Activity: Using the word "describe" as the filter, copy each matching line from the records.

Stored items:
↓↓↓
PR #1893, opened 2021-04-10
Shadow Form description update

MinticePIU:
Shadow Form doesn't drain skills anymore!


semitonal:
Thanks for the PR, have updated the description with some further tweaks as well (it still referenced hostile enchantments instead of willpower).

PR #1894, opened 2021-04-10
add item.description in Lua

mgdelmonte:
Similar to the recently added `spells.describe` function, this adds the string `description` to the Lua `item` object.  The description is the same text one sees in the UI.  Helpful for players using scripts to evaluate relative item values for damage, noise, etc.

### DIFF
--- a/crawl-ref/source/l-item.cc
+++ b/crawl-ref/source/l-item.cc
@@ -13,6 +13,7 @@
 #include "cluautil.h"
 #include "colour.h"
 #include "coord.h"
+#include "describe.h"
 #include "env.h"
 #include "invent.h"
 #include "item-prop.h"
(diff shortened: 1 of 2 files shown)


ebering (changes requested):
Could you re-base this to current master and force-push?

I'm guessing based on your merge-messages that your git repository has crawl master configured as the remote `upstream'. If that's the case, you'll want

```
git rebase upstream/master
git push --force
```

Pushing will automatically update this PR

mgdelmonte:
rebased as requested

rawlins:
Thanks for the commit! Can you use branches for future PRs rather than mgdelmonte:master? This being a PR against your master branch is part of what led to some minor weirdness in trying to merge it and evaluating it in the github interface, rebasing was only a partial fix. (This is why github showed a bunch of extra commits that aren't part of the PR, even after the rebase.)

PR #1896, opened 2021-04-12
Transmutation form adjustments

hellmonk3:
Adjusts some of the transmutation form spells. Blade hands returns to level 5 and the TM start book but loses a small amount of base damage. Dragon form also loses a small amount of base damage. Ice form receives better AC scaling. Hydra form is removed and replaced with air walk, which is an extremely funny reference and hopefully a better spell (but may still need some numerical adjustment and tweaking).


semitonal:
I don't have especially strong opinions on Air Walk (other than it should probably have a different name, the reference is cute but something that's more descriptive would be better), but I wouldn't want to see Blade Hands back in the Tm starter book. The aim of the change in the first place was to move away from giving out starting spells that will end up being used all the way through the endgame, and the slight reduction in base damage doesn't address this. Other starting books are certainly guilty of the same thing, but it's a good direction to keep moving away from.

semitonal:
Closing, since this has been merged separately now.

PR #2247, opened 2021-11-27
Lua: Fix missing args for print_hint()

powerbf:
The Lua binding for print_hint() was missing the optional 2nd and 3rd arguments.


ebering:
Thanks for the patch! I'm merging several of the Lua PRs in a batch, so this will get closed in a bit when that's done. How would you like to appear in CREDITS.txt?

PR #2248, opened 2021-11-28
hint mode: prevent temporary portals being misindentified as downstairs

powerbf:
The call to is_feature('>', gc) will return true for a temporary portal because '>' is the command to use it, and it's not an altar. Not sure if that's the expected behaviour of that function or not, so didn't modify it. Instead, moved test for a portal entrance before that call so that portals are correctly identified in hints mode.


PleasingFungus:
Looks reasonable. Thanks for the fix!

PR #2249, opened 2021-11-28
Don't highlight spells Vehumet offers if you've read a book about them.

Aliscans:
This changes the meaning of "blue spell at the top of the list" from "spell Vehumet is offering you" to "spell which is only available because Vehumet is offering it to you". Vehumet can withdraw the offer, but you cannot lose the book.

This change doesn't affect the religion screen.

### DIFF
--- a/crawl-ref/source/monster.cc
+++ b/crawl-ref/source/monster.cc
@@ -1247,7 +1247,6 @@ bool monster::drop_item(mon_inv_type eslot, bool msg)
             mprf("%s drops %s.", name(DESC_THE).c_str(),
                  pitem.name(DESC_A).c_str());
         }
-        pitem.props[DROPPER_MID_KEY].get_int() = mid;
 
         if (!move_item_to_grid(&item_index, pos(), swimming()))
         {


PleasingFungus:
Thanks for submitting this!

The change in this PR is considerably broader than seems to be intended. This breaks messaging for memorizing Veh spells and updating the Veh gift timer.

46f201e74d8ac3219957b3d53fa18bc193b731c6 is closer to right, but I'm still not sure this is a net positive change. With this change, how do players tell which spells Veh is offering them? Do they have to consult their notes..?

What do you think?

Aliscans:
Sorry, of course it was doing too much. I would also change MemoriseDelay::start() though. The game gives a special message when you learn a spell Vehumet is offering, but Vehumet isn't really doing anything for you if you've seen it in a book anyway.

If you wish to see what the last spell Vehumet offered you was, you can check the religion screen. This doesn't work with the last set of spells, but it doesn't matter then. If you've read a book with one of the spells in it, Vehumet can't take the spell away from you, and the gift timer does nothing once you've been offered your last gift.

What do you see as the drawbacks for this change? I know that it makes the "reset the gift timer" thing less obvious once you have read a spellbook about a spell, but I always seem to wait much longer than 200 turns between spells anyway. The big advantage I see is that the spells Vehumet can take away from you are highlighted with this change.

Aliscans:
Sorry, didn't realise the PR would close. I don't know if there's a way to reopen it properly, so I've created a new version under https://github.com/crawl/crawl/pull/2278.

> The change in this PR is considerably broader than seems to be intended. This breaks messaging for memorizing Veh spells and updating the Veh gift timer.

Sorry, I don't know why I hadn't seen that originally. As you say, changing vehumet_accept_gift() could, at least in theory, affect gameplay.

I've kept the changes to _sort_mem_spells(), SpellLibraryMenu::entry_colour() & MemoriseRegion::update(), as they all show Vehumet's offers in a different way to other spells.

I've also kept the change to MemoriseDelay::start(), as the "Vehumet" message suggests that you're relying on Vehumet in some way. If you've read a book containing a spell, you could abandon your faith and still lear the spell just as easily.

I've left learn_spell(), but I wonder if the "don't call a spell offered by Vehumet 'impossible'" thing should simply be deleted. Treating Vehumet differently made sense when you simply couldn't learn "book" spells with a 100% fail rate, but it doesn't tell the player anything now. It's not directly related to this PR, though.

> [46f201e](https://github.com/crawl/crawl/commit/46f201e74d8ac3219957b3d53fa18bc193b731c6) is closer to right, but I'm still not sure this is a net positive change. With this change, how do players tell which spells Veh is offering them? 
The religion screen shows if Vehumet is offering you a spell, and tells you what it is until you're offered the last set of spells. After that, there is no gameplay difference between a spell you've seen in a book, and one you're being offered by Vehumet and have also seen in a book.

The main benefits I see for this change are:

1. The memorise spell list is in order of difficulty except when there's a spell on it which Vehumet is providing. It's easier to look through the list when the spells are in order of difficulty.

2. The game shows the player which spells are only available because Vehumet is offering them. Until the last set of spells, this gives the player a motive to learn (say) LRD now as it may be useful later on. As things stand, someone using the default options has no easy way to check if a "blue" spell is one of these or not.

PR #2250, opened 2021-11-28
State when a terrain blocks movement, but not reaching or magic.

Aliscans:
State in the description when a terrain blocks movement, but doesn't restrict reaching weapons or LOS_NO_TRANS spells.

At present, the former covers orcish idols, granite statues and malign gateways (the last only shows a description before the tentacle appears), and the latter also covers grates.

This knowledge could be useful for (e.g.) cheibrodos_spider_deadly_dance.


ebering:
Thanks for the patch!

PR #2254, opened 2021-11-28
bugfix: lua moninf_get_flags must init flags

mgdelmonte:
As with `is`, the `flags` function needs to init `mi_flags`.  Currently the function will fail until flags are initialized, which you can workaround by calling `is` first with a string, but that's silly.


PleasingFungus:
Heh, nice catch. Thanks for the fix!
↑↑↑
Your response:
Similar to the recently added `spells.describe` function, this adds the string `description` to the Lua `item` object.  The description is the same text one sees in the UI.  Helpful for players using scripts to evaluate relative item values for damage, noise, etc.
+#include "describe.h"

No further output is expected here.